■ **TASK TO COMPLETE**
Give again only those lines from the start of the entries through the line holding "Test Plan: Run", leaving them as they are.

******************************

PR #2827, opened 2019-03-21
Centralize eslint configuration

wbinnssmith:
Extracted from #2826. Check out that PR for context.

Test Plan: flow, lint, test


packages/reporters/cli/.eslintrc
```diff
@@ -1,9 +1,6 @@
 {
   "extends": "@parcel/eslint-config",
   "plugins": ["react"],
-  "env": {
-    "browser": true
```
wbinnssmith: this isn't a browser environment, despite using react

PR #2832, opened 2019-03-22
Merge react eslint rules into main config

wbinnssmith:
Since we're now using react in the cli reporters, it makes sense to globally apply the recommended eslint-react rules across the project. They shouldn't interfere with our code that doesn't use react.

Adjusts a few things in the is-v2-ready-yet site to appease these rules.

Test Plan: Run the simple example and verify reporter functions correctly. Build the is-v2-ready-yet site and test the heat map and footer links.


packages/core/is-v2-ready-yet/.eslintrc
```diff
@@ -1,11 +1,9 @@
 {
   "extends": "@parcel/eslint-config",
-  "plugins": ["react"],
   "env": {
     "browser": true
   },
   "rules": {
-    "react/jsx-uses-vars": "error",
-    "react/jsx-uses-react": "error"
+    "react/prop-types": "off" // TODO: Enable this when this package is flow-typed
```
wbinnssmith: eslint parses configs with json5, so this comment is okay. That said, some other tools don't like it (VSCode complains right away when opening the file). Alternative: could move this to a js or yaml config.

Issue #2833, opened 2019-03-22
TypeError: Cannot read property 'TYPED_ARRAY_SUPPORT' of undefined #803


lazylazyllama:
# 🐛 bug report

When I import oidc-client and write "new UserManager({...})" in a parcel bundled project, I get this issue:
"Uncaught TypeError: Cannot read property 'TYPED_ARRAY_SUPPORT' of undefined"
I tried it without parcel and it worked. So the issue should be caused by parcel.

## 🎛 Configuration (.babelrc, package.json, cli command)

```json
{
  "name": "my-project",
  "version": "0.1.0",
  "license": "UNLICENSED",
  "author": "Me",
  "scripts": {
    "start": "parcel src/index.html --no-cache --port 8080",
    "start:build": "http-server dist/ -o",
    "build": "parcel build src/index.html --no-cache"
  },
  "dependencies": {
    "lit-element": "^2.1.0",
    "oidc-client": "^1.7.0"
  },
  "devDependencies": {
    "http-server": "^0.11.1",
    "parcel-bundler": "^1.12.3",
    "parcel-plugin-webcomponents": "^1.2.0"
  },
  "browserslist": [
    "last 2 chrome version",
    "last 2 firefox version",
    "last 2 edge version",
    "last 2 safari version",
    "not dead"
  ]
}

```

## 🤔 Expected Behavior

oidc-client should just work.

## 😯 Current Behavior

![image](https://user-images.githubusercontent.com/10547444/54849928-f13c6680-4ce5-11e9-930c-5ea7792e3891.png)

## 💁 Possible Solution

No idea

## 🔦 Context

I just tried to use oidc-client in a parcel bundled project. Everything worked under webpack.

## 💻 Code Sample

```js
import { UserManager } from 'oidc-client'

const userManager = new UserManager({})
```

## 🌍 Your Environment

| Software         | Version(s) |
| ---------------- | ---------- |
| Parcel           | 1.12.3
| Node             | 11.11.0
| npm              | 6.7.0
| Operating System | Windows 10

mischnic:
This part works fine for me:
```js
import { UserManager } from 'oidc-client'

const userManager = new UserManager({});
```
Does that error happen during the import or during a function call later?

Somehow, `Buffer` is undefined when the Buffer polyfill code runs...

lazylazyllama:
Oh that's my bad. I didn't realize things would work in a normal script.
So I didn't provide enough information here.
[...]

Issue #1747, opened 2018-07-17
Convert `global` to window for browser targets.


gdborton:
# 🐛 bug report
I'm working on prototyping our build in parcel to measure performance. One of the things that I noticed different between webpack and parcel through my work is that webpack will wrap calls to `global` in a function that exposes the `global` variable as `window`.  Parcel bundles just fail when run in the browser with `global is undefined`.

## 🤔 Expected Behavior
In a compiled bundle targeting the browser, `console.log(global);` should behave the same as `console.log(window);`

## 😯 Current Behavior
`console.log(global);` throws with `global is undefined`

## 💁 Possible Solution
One solution is to follow webpack's solution. For any file that includes a reference to `global` wrap the contents of the file with:

```js
(
  function (global) {
    // body of original module.
  }.call(this, require('parcels-global-shim')
)
```

gdborton:
Closing this for now as I couldn't repro in a smaller repository. It may be something specific to our build. I'll reopen if I find more on this.

gdborton:
Re-opened as I was able to track this down to using `type="module"` in my script tags. We don't actually need this, so we can work around, but figured I'd leave this open for tracking purposes.

lazylazyllama:
#2833 

I have the same problem with global by trying to build a website based on web components in which case ``ype="module` is necessary.

mischnic:
Ideally, something babel based could polyfill `globalThis`. But strangely enough `@babel/preset-env` doesn't do this.

ljharb:
Hi! If Parcel is trying to be a bundler for _node_ modules, why is it not correctly providing all browser-compatible node globals, in this case, `global`?

mischnic:
With Parcel 2, `console.log(global)` is turned into 
```js
var $parcel$global =
	typeof globalThis !== "undefined"
		? globalThis
		: typeof self !== "undefined"
		? self
		: typeof window !== "undefined"
		? window
		: typeof global !== "undefined"
		? global
		: {};
console.log($parcel$global);
```
for both Node and Browser targets (though it's not really necessary for Node...)

ljharb:
@mischnic it's necessary for packages that support node/browser versions that predate `globalThis`. Sounds like this issue may be fixed in Parcel 2, then?

JakeChampion:
It's not fixed in parcel 2 as that is what I was using when I came across this issue

mischnic:
Could someone please give a code sample that doesn't work as expected?

[...]

PR #2839, opened 2019-03-24
Fix global "this" in es modules

lazylazyllama:
# ↪️ Pull Request

This PR fixes the problem that `this` is undefined in es modules.
So the value of `global` should not be `undefined` anymore in node modules like buffer etc.

#1747 
#2833 

## 💻 Examples

See the issues i referenced before.

## ✔️ PR Todo

### DIFF
--- a/packages/core/parcel-bundler/src/builtins/prelude.js
+++ b/packages/core/parcel-bundler/src/builtins/prelude.js
@@ -5,6 +5,14 @@
 //
 // anything defined in a previous bundle is accessed via the
 // orig method which is the require for previous bundles
+
+var getGlobal = function () {
+  if (typeof self !== 'undefined') { return self; }
+  if (typeof window !== 'undefined') { return window; }
+  if (typeof global !== 'undefined') { return global; }
+  throw new Error('unable to locate global object');
+};
+
 parcelRequire = (function (modules, cache, entry, globalName) {
   // Save the require from previous bundle to this closure if any
   var previousRequire = typeof parcelRequire === 'function' && parcelRequire;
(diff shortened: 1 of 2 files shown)


lazylazyllama:
I'm very new to parcel and don't know much about the difference between prelude.js and prelude2.js so I'm not sure if there needs work to be done for preload2.js as well.

devongovett:
I don't understand why you would need to load a parcel generated script with `<script type="module">`. Parcel does not generate ES module output so this shouldn't be needed.

lazylazyllama:
I need that because I'm working with web components which are within es-modules.

And the output of parcel is:
```html
<script type="module" src="/app.0a187044.js"></script>
```

So it will be loaded as a es module and it works perfectly fine with all the parcel code inside.

If you ask yourself: "Why use parcel together with es-modules in the first place?"
Here are some answers: #1401

devongovett:
Wouldn't your code also work fine without the `type="module"` bit? Parcel will compile your ES modules down to ES5 anyway, so there is no need to expose them as actual ES modules to the browser.

lazylazyllama:
True, but I still don't see the reason why not to support ES Modules?

Especially in a few years we propably won't compile to es5 anymore. Also it would be nicer if we don't have to adapt our es6 code to parcel just because it can't handle es modules.

The main thing I don't like about this, is that our es6 code makes no sense anymore before we compiled it to parcel. (Importing a es6 module without type="module")

DanielJoyce:
Yep, don't pull a Nodejs, support real modules...

daniellacosse:
It seems that this is crucial for supporting testing via parcel. Jest and AVA both expect ESModules and run in strict mode. If people start having to maintain a separate build pipeline to run their tests, they're just going to switch to that pipeline.

Issue #2678, opened 2019-02-24
.babelrc is not picking up NODE_ENV?


tiborsaas:
# ❔ Question / Bug?

Should this `.babelrc` work? Parcel doesn't seem to pick up the plugin I've specified.

I simply run it as

`parcel ./index.html --open`

If I place the `plugins` key to the root of the JSON, then it starts working, but I want to avoid it because for Jest I don't want that plugin to run.

Doc says it should work: https://new.babeljs.io/docs/en/next/babelrc.html

```json
{
    "env": {
        "production": {
            "plugins": [
                [
                    "@babel/plugin-transform-runtime",
                    {
                        "corejs": 2
                    }
                ]
            ]
        },
        "development": {
            "plugins": [
                [
                    "@babel/plugin-transform-runtime",
                    {
                        "corejs": 2
                    }
                ]
            ]
        },
        "test": {
            "plugins": [
            ]
        }
    },
}
```

## 🌍 Your Environment

| Software         | Version(s) |
| ---------------- | ---------- |
| Parcel           | 1.11.0
| Node             | 10.5
| npm/Yarn         | 6.1.0
| Operating System | Win10

tiborsaas:
The problem was that I probably had conflicting babel packages installed, so I removed all babel reference from `package.json`, deleted node_modules and added support for only the latest browsers.

https://github.com/parcel-bundler/parcel/issues/1762

dusty:
I ran into this issue as well and the plugins were not run in the specified environment.  In my case I had only one plugin and it was isolated to the production environment.  

Looks like the cause was found in PR #2840.  As soon as I added an additional plugin to run in all environments (outside of the env property) it started working.  As it appears that parcel is skipping running the plugins if no global plugins are defined or they are empty, but its not checking to see if there are plugins related to env.

Issue #1605, opened 2018-06-23
BABEL_ENV does not change unless you use `no-cache`


rodoabad:
# 🐛 bug report

I'm trying to build a CJS and ES compatible package by having CJS point to `main` and ES point to `module`.

I'm going to point to a specific version because I'm currently active in this repository.

https://github.com/rodoabad/man-in-the-mirror/tree/v1.0.26

If you build without `--no-cache`, you will get the same output for both CJS and ES.

```
    "build-cjs": "cross-env BABEL_ENV=cjs parcel build ./src/ManInTheMirror.js --out-dir ./dist/cjs --no-cache",
    "build-es": "cross-env BABEL_ENV=es parcel build ./src/ManInTheMirror.js --out-dir ./dist/es --no-cache",
```

## 🎛 Configuration (.babelrc, package.json, cli command)

`.babelrc`
```json
{
  "plugins": [
    "transform-object-rest-spread"
  ],
  "presets": [
    "react",
    "env"
  ],
  "env": {
    "cjs": {
      "presets": [
        [
          "env",
          {
            "modules": "commonjs"
          }
        ]
      ]
    },
    "es": {
      "presets": [
        [
          "env",
          {
            "modules": false
          }
        ]
      ]
    }
  }
}

```

## 🤔 Expected Behavior

Using http://www.mergely.com/editor to compare diffs.

I should get two different output since one is tailored for CommonJS while the other one is for ES modules.

![gt](https://user-images.githubusercontent.com/1240667/41804286-7e49e17e-7659-11e8-9962-ab125fbe85b7.PNG)

## 😯 Current Behavior

You get the same output.

## 💁 Possible Solution

Use `--no-cache` like how I'm doing it.

## 💻 Code Sample

https://github.com/rodoabad/man-in-the-mirror/tree/v1.0.26

## 🌍 Your Environment

| Software         | Version(s) |
| ---------------- | ---------- |
| Parcel           | 1.9.2
| Node             | 8
| npm/Yarn         | npm
| Operating System | Windows 10

PR #2840, opened 2019-03-24
Keep babel env option while transforming

lukyth:
# ↪️ Pull Request

According to https://new.babeljs.io/docs/en/next/babelrc.html#env-environment-option, we can specify a plugin to run in a certain environment. But right now the `env` option will be ignored while parcel is doing the babel transformation.

This's probably related to https://github.com/parcel-bundler/parcel/issues/1605 and https://github.com/parcel-bundler/parcel/issues/2678.

I haven't write any test for this yet. But I think it would be better to check beforehand whether this behavior is desired or not. So I open this PR to confirm it first.

I tested this change manually in my project by directly modifying `parcel-bundler` in `node_modules` and this fix solves the issue 😅 

## 💻 Examples

Example:
```js
// .babelrc
{
  "env": {
    "development": {
      "plugins": ["babel-plugin-styled-components"]
    }
  }
}
```

Parcel will ignore the `env` option in the following `.babelrc` so it's gonna treat that `.babelrc` as an empty one and do nothing.

## 🚨 Test instructions

I'm still figuring out how to write a test for this. Here's the manual test instruction for the time being.

My project use TypeScript, Parcel, and Styled Components

```js
// .babelrc.js
module.exports = {
  "env": {
    "development": {
      "plugins": ["babel-plugin-styled-components"]
    }
  }
}
```
```json
// tsconfig.json
{
  "compilerOptions": {
    "target": "es5",
    "module": "esnext",
    "lib": [
      "es2017",
      "dom"
    ],
    "jsx": "react",
    "sourceMap": true,
    "removeComments": true,
    "noEmit": true,
    "strict": true,
    "noUnusedLocals": true,
    "noUnusedParameters": true,
    "noImplicitReturns": true,
    "noFallthroughCasesInSwitch": true,
    "moduleResolution": "node",
    "esModuleInterop": true,
    "experimentalDecorators": true,
    "forceConsistentCasingInFileNames": true
  }
}
```
The `babel-plugin-styled-components` won't be applied. But when I change `.babelrc.js to the one below, the plugin works.
```js
// .babelrc.js
module.exports = {
  "plugins": ["babel-plugin-styled-components"]
}
```

## ✔️ PR Todo

### DIFF
--- a/packages/core/parcel-bundler/src/transforms/babel/babelrc.js
+++ b/packages/core/parcel-bundler/src/transforms/babel/babelrc.js
@@ -15,7 +15,8 @@ async function getBabelConfig(asset, isSource) {
   // Ignore if the config is empty.
   if (
     (!config.plugins || config.plugins.length === 0) &&
-    (!config.presets || config.presets.length === 0)
+    (!config.presets || config.presets.length === 0) &&
+    !config.env
   ) {
     return null;
   }
--- a/packages/core/parcel-bundler/src/transforms/babel/config.js
+++ b/packages/core/parcel-bundler/src/transforms/babel/config.js
@@ -93,7 +93,8 @@ function mergeConfigs(result, config) {
   if (
     !config ||
     ((!config.config.presets || config.config.presets.length === 0) &&
-      (!config.config.plugins || config.config.plugins.length === 0))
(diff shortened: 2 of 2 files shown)


DeMoorJasper:
Will be fixed in Parcel 2

PR #2842, opened 2019-03-25
Fix failed tests

lukyth:
# ↪️ Pull Request

Right now the `master` branch is having this error

Screen Shot 2019-03-25 at 11 07 50

Many recent PRs are failing the CI because of this.

I also took this chance to fix the code format as well. There're some files that aren't formatted correctly by `yarn format`. 6603999

## 💻 Examples

https://dev.azure.com/devongovett/devongovett/_build/results?buildId=1436 (from https://github.com/parcel-bundler/parcel/pull/2836)
https://dev.azure.com/devongovett/devongovett/_build/results?buildId=1451 (from https://github.com/parcel-bundler/parcel/pull/2840)
https://dev.azure.com/devongovett/devongovett/_build/results?buildId=1450 (from https://github.com/parcel-bundler/parcel/pull/2839)

## 🚨 Test instructions

- This test shouldn't fail.
```
parcel-bundler:   1) babel
parcel-bundler:        "before all" hook:
```
- `yarn format` shouldn't produce any changes.

## ✔️ PR Todo


lukyth:
I also found this failing test
Screen Shot 2019-03-25 at 12 28 17
Turns out the error is not coming from Parcel anymore (https://github.com/parcel-bundler/parcel/pull/2693), but from Babel instead.
Screen Shot 2019-03-25 at 12 28 56
Since the error message from Babel seems meaningful enough, should we still keep this test and the logic from https://github.com/parcel-bundler/parcel/pull/2693?

packages/core/integration-tests/test/integration/fs-destructure/index.js
```diff
@@ -1,2 +1,2 @@
-var {readFileSync} = require('fs');
+var readFileSync = require('fs').readFileSync;
```
mischnic: Other changes look fine, but this file was correct. If the test fails, then because Parcel isn't working correctly.

lukyth: Figured that. I wanted to see if the CI is gonna pass when I fix every failed test I found on my local machine. Turns out there's a lint error on Windows but I don't have the OS to debug that 😓 

That aside, I didn't know where to look at in order to fix this. Can you give me a hint? 🙏

lukyth:
Now there's only a lint error on Windows left. I don't have a Windows machine to check what cause the error, so it'd be great if someone else can help me with this.

twome:
The Windows part of `azure-pipelines.yaml` has a 3-space indent in the extremely unlikely case that affects anything. [Patch to fix some tab characters I found, too](https://github.com/parcel-bundler/parcel/commit/e2cb481f7c30fd1d1f0ffdf345db246221b335f0.patch).

mischnic:
This would also bring back the corejs warning:
```
WARNING: We noticed you're using the `useBuiltIns` option without declaring a core-js version. Currently, we assume version 2.x when no version is passed. Since this default version will likely change in future versions of Babel, we recommend explicitly setting the core-js version you are using via the `corejs` option.

You should also be sure that the version you pass to the `corejs` option matches the version specified in your `package.json`'s `dependencies` section. If it doesn't, you need to run one of the following commands:

  npm install --save core-js@2    npm install --save core-js@3
  yarn add core-js@2              yarn add core-js@3
```

lukyth:
I assume we will stick with `core-js@2` for now since migrating to `v3` seems like a breaking change. https://babeljs.io/blog/2019/03/19/7.4.0#migration-from-core-js-2

Please check 5e15771 out if that's good enough as the fix for the warning.

DeMoorJasper:
Closing in favor of #2990 which is based on this PR

PR #2844, opened 2019-03-25
README.md: Make autoinstall more prominent

eliask:
The npm autoinstall feature is a surprising default and it should be very visible anywhere Parcel's features are mentioned.

# ↪️ Pull Request

The autoinstall feature should be very visible in all documentation. So I'm taking the first step with the README.

I find the feature to be a potential security risk since I'm only a typo away from accidentally installing some malicious package.

Now the only mention of the autoinstall feature seems to be hidden away here:
https://parceljs.org/cli.html#disable-autoinstall

An aside: Ideally the default should be disabled, and there should also be a warning whenever autoinstall is in use.

### DIFF
--- a/README.md
+++ b/README.md
@@ -21,6 +21,7 @@
 - ✂️ Zero configuration **code splitting** using dynamic `import()` statements.
 - 🔥 Built in support for **hot module replacement**
 - 🚨 Friendly error logging experience - syntax highlighted code frames help pinpoint the problem.
+- Automatically installs missing packages **from npm** by default (use `--no-autoinstall` to disable)
 
 ## Getting started
 


devongovett:
You are also a typo away when just running `yarn` or `npm` on your CLI. I don't see this as being any different.

eliask:
But the auto-install feature only requires saving a typo for a second or so for it to have an effect, even if an install was not intended.
But the general case for this is that the feature will probably come as a surprise to most users, so they wouldn't know to guard against this eventuality.

But failing that, don't you think it's a surprising enough and/or magical enough feature that it should be documented very prominently?
Should it be left only to a small corner in the docs as a passing mention?

icopp:
Along with security concerns, autoinstall can lead to extremely aggravating things with already-comitted lockfiles changing whenever changing git branches when a local dev server is already running.

PR #2982, opened 2019-05-06
Attempt at fixing the tests in master

DeMoorJasper:
# ↪️ Pull Request

Closes #2842 closes #2935

## 🚨 Test instructions

`yarn test` shouldn't throw errors


mischnic:
Related: #2842

packages/core/integration-tests/test/fs.js
```diff
@@ -52,7 +52,7 @@ describe('fs', function() {
       assert.equal(output, 'hello');
     });
 
-    it('should inline a file with fs require destructure', async function() {
+    it.skip('should inline a file with fs require destructure', async function() {
```
DeMoorJasper: This is related to babel issues afaik, skipped it for now as babel was locked to <7.4 due to bugs.

mischnic: > locked to <7.4 due to bugs.

How long will it stay it that way?

DeMoorJasper: Not sure Devon locked it, perhaps the bugs have already been fixed

cc @devongovett

mischnic: One issue atm with the old babel: `This experimental syntax requires enabling the parser plugin: 'objectRestSpread'` if the deps contain rest spread (which isn't a proposal anymore)

DeMoorJasper:
Everything passes now 🎉

Ready for another review

mischnic:
The tests pass on my machine, but the output is strange:
```

  FSCache
    ✓ should create directory on ensureDirExists (76ms)
(node:9100) UnhandledPromiseRejectionWarning: #<Object>
(node:9100) UnhandledPromiseRejectionWarning: Unhandled promise rejection. This error originated either by throwing inside of an async function without a catch block, or by rejecting a promise which was not handled with .catch(). (rejection id: 1)
(node:9100) [DEP0018] DeprecationWarning: Unhandled promise rejections are deprecated. In the future, promise rejections that are not handled will terminate the Node.js process with a non-zero exit code.
(node:9100) UnhandledPromiseRejectionWarning: #<Object>
(node:9100) UnhandledPromiseRejectionWarning: Unhandled promise rejection. This error originated either by throwing inside of an async function without a catch block, or by rejecting a promise which was not handled with .catch(). (rejection id: 2)
    ✓ should cache resources (81ms)
    ✓ should return null for invalidated resources
    ✓ should remove file on delete (72ms)
    ✓ should remove from invalidated on write (63ms)
```

DeMoorJasper:
@mischnic that's very strange but probably not caused by this PR

packages/core/integration-tests/test/fs.js
devongovett: I believe babel is fixed now, so we can upgrade it again.

DeMoorJasper:
Opened a new PR based on #2842 with the more up to date babel version

PR #2986, opened 2019-05-07
Clear scope cache before crawling to fix scope hoisting classes

### LINKED ISSUE #2981: --experimental-scope-hoisting not working with rollup build
# 🐛 bug report

in the following [example](https://github.com/IdoJS/experimental-scope-hoisting) you can see a problem with --experimental-scope-hoisting when using rollup build cjs

## 🤔 Expected Behavior
``` gherkin
Given a project with lerna and multiple packages
```

|package| build | script|
|--------|-------|------|
|hoistexample-rollup| rollup | rollup src/index.js --file lib/index.js --format cjs
|hoistexample-ts | ts |  tsc --module commonjs --target es5 --outDir lib

```gherkin
When a main package imports the packages 
And bundle it all with 
 # parcel build -o build index.js  --experimental-scope-hoisting --no-minify 
Then  parcel change the variables name of the rollup build correctly as it does for ts build
```

## 😯 Current Behavior

``` gherkin
Given a project with lerna and multiple packages
```

|package| build | script|
|--------|-------|------|
|hoistexample-rollup| rollup | rollup src/index.js --file lib/index.js --format cjs
|hoistexample-ts | ts |  tsc --module commonjs --target es5 --outDir lib

```gherkin
When a main package imports the packages 
And bundle it all with 
 # parcel build -o build index.js  --experimental-scope-hoisting --no-minify 
Then parcel change the variables name of the rollup build incorrectly 
And runtime throw exception of ReferenceError
```

## 💁 Possible Solution

you can see from the [example](https://github.com/IdoJS/experimental-scope-hoisting)
that the problem occurs when doing the export in one line.
 ```
export class failurtestHositingRollup2 {
  static create() {
    return new failurtestHositingRollup2();
  }
};

export default class failurtestHositingRollup {
  static create() {
    return new failurtestHositingRollup();
  }
}

```
## 💻 Code Sample

**parcel bundle with ts import build:**
```js
var $sbuw$var$testHositing =
/** @class */
function () {
  function testHositing() {}

  testHositing.create = function () {
    return new testHositing();
  };

  return testHositing;
}();
```

**parcel bundle with rollup import build:**
```js

class $gcK$var$failurtestHositingRollup {
  static create() {
    return new failurtestHositingRollup();
  }

}
```
## 🌍 Your Environment

| parcel-bundler           |1.6.1
| Node             | v10.15.0
| Yarn         | 1.12.3
| Operating System | MAC

devongovett:
Fixes #2981.

This works around a babel issue where re-crawling the scope doesn't update all references.


packages/core/parcel-bundler/src/scope-hoisting/hoist.js
```diff
@@ -51,6 +52,7 @@ function hasSideEffects(asset, {sideEffects} = asset._package) {
 module.exports = {
   Program: {
     enter(path, asset) {
+      traverse.cache.clearScope();
```
mischnic: Does this have (performance) side effects for every import of `@babel/traverse` ?

devongovett: Possibly, but it’s the only way. I believe Babel’s behavior may actually be correct. I don’t think `scope.crawl` was meant to be called manually. It is called automatically by Babel when setting up a scope for a path, and only re-crawls that scope, not child scopes. So we need to clear the cache so that Babel will automatically crawl child scopes again when we traverse them.

Ideally we wouldn’t need to re-crawl at all, but some Babel plugins are badly behaved and don’t update the scope properly when they mutate the AST.

PR #2992, opened 2019-05-07
Remove circular package dependencies

wbinnssmith:
V2 currently has circular package dependencies, mainly because `@parcel/utils` (which has a wide number of uses) uses `@parcel/workers` for package installation. 

* Remove these circular dependencies by extracting both localRequire and installPackage into their own packages.
* Add eslint configuration so that `@parcel/utils` does not import `@parcel/workers` again
* Remove unused dependencies in `@parcel/logger` (from before it was a simple emitter), which also introduced circular package dependencies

******************************

■ **SOLUTION BELOW**
PR #2827, opened 2019-03-21
Centralize eslint configuration

wbinnssmith:
Extracted from #2826. Check out that PR for context.

Test Plan: flow, lint, test


packages/reporters/cli/.eslintrc
```diff
@@ -1,9 +1,6 @@
 {
   "extends": "@parcel/eslint-config",
   "plugins": ["react"],
-  "env": {
-    "browser": true
```
wbinnssmith: this isn't a browser environment, despite using react

PR #2832, opened 2019-03-22
Merge react eslint rules into main config

wbinnssmith:
Since we're now using react in the cli reporters, it makes sense to globally apply the recommended eslint-react rules across the project. They shouldn't interfere with our code that doesn't use react.

Adjusts a few things in the is-v2-ready-yet site to appease these rules.

Test Plan: Run the simple example and verify reporter functions correctly. Build the is-v2-ready-yet site and test the heat map and footer links.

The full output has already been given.